(Collected data)
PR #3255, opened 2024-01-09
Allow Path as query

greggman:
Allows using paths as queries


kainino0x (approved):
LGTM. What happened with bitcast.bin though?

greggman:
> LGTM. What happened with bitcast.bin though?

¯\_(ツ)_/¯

---

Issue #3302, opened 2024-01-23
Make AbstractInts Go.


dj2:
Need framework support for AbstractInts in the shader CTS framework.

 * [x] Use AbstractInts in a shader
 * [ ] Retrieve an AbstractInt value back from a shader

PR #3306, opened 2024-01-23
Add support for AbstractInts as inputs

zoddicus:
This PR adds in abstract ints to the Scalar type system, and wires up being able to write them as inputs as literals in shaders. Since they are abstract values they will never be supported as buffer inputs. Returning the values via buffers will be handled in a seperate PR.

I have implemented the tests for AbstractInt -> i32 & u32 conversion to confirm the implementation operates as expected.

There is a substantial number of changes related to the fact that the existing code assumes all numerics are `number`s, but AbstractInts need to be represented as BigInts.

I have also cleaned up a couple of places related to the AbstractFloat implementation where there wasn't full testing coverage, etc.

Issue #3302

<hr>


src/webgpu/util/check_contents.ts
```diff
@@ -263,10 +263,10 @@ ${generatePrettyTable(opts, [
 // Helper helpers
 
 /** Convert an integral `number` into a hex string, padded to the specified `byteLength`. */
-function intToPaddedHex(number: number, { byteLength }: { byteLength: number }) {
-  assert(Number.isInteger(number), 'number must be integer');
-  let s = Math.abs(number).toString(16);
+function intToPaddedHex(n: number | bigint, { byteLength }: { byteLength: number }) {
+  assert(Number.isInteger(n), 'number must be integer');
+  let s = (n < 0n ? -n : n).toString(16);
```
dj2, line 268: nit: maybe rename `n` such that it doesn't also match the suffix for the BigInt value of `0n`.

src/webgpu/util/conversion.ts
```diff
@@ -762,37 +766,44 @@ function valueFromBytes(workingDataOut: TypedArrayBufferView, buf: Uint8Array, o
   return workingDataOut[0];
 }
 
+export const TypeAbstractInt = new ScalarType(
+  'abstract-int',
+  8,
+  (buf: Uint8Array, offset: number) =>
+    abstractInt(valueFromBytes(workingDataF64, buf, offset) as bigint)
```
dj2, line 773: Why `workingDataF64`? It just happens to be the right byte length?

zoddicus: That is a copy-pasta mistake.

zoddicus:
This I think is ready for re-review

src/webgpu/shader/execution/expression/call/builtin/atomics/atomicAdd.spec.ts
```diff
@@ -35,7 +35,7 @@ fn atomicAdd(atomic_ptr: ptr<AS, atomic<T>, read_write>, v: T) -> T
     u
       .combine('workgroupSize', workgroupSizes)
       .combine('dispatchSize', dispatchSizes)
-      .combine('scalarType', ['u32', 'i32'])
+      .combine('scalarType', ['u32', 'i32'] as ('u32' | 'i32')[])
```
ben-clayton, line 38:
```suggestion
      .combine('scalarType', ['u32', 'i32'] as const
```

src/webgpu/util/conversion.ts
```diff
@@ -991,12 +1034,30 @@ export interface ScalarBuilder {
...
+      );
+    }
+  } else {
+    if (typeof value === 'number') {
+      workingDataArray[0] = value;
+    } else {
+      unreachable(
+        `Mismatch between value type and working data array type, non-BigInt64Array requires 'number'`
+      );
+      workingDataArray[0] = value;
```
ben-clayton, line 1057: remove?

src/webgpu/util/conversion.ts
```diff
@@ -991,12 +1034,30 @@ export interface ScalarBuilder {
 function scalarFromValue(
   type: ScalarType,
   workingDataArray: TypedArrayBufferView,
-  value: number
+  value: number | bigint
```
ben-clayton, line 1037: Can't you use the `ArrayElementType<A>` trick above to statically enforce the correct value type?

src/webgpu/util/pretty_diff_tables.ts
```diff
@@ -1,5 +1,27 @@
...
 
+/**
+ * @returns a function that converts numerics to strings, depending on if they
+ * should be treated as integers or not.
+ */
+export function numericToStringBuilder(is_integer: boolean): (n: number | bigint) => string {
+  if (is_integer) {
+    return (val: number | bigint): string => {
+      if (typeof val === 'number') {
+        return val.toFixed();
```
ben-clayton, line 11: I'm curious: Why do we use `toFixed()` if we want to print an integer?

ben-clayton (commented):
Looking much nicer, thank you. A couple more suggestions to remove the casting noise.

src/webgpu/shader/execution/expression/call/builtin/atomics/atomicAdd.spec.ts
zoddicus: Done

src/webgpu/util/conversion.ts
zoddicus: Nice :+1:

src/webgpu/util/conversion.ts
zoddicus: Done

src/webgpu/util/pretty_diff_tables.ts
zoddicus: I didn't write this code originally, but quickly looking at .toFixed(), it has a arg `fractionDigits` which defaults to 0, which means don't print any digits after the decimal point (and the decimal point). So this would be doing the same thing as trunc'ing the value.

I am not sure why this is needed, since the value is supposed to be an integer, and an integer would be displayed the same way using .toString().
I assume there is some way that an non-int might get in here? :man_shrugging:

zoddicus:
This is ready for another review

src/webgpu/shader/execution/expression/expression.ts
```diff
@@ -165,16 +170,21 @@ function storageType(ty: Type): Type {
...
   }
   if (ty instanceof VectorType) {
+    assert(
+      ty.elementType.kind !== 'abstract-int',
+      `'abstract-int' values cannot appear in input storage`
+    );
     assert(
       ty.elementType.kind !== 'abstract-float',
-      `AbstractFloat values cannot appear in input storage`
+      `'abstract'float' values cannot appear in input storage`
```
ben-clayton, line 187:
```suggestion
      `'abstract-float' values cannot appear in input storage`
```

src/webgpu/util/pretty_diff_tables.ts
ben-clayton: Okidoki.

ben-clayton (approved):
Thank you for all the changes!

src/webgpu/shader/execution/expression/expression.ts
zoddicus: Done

Directions:
The lines above that hold the word "must" are the ones to copy.

Response to the exercise:
-  assert(Number.isInteger(number), 'number must be integer');
+  assert(Number.isInteger(n), 'number must be integer');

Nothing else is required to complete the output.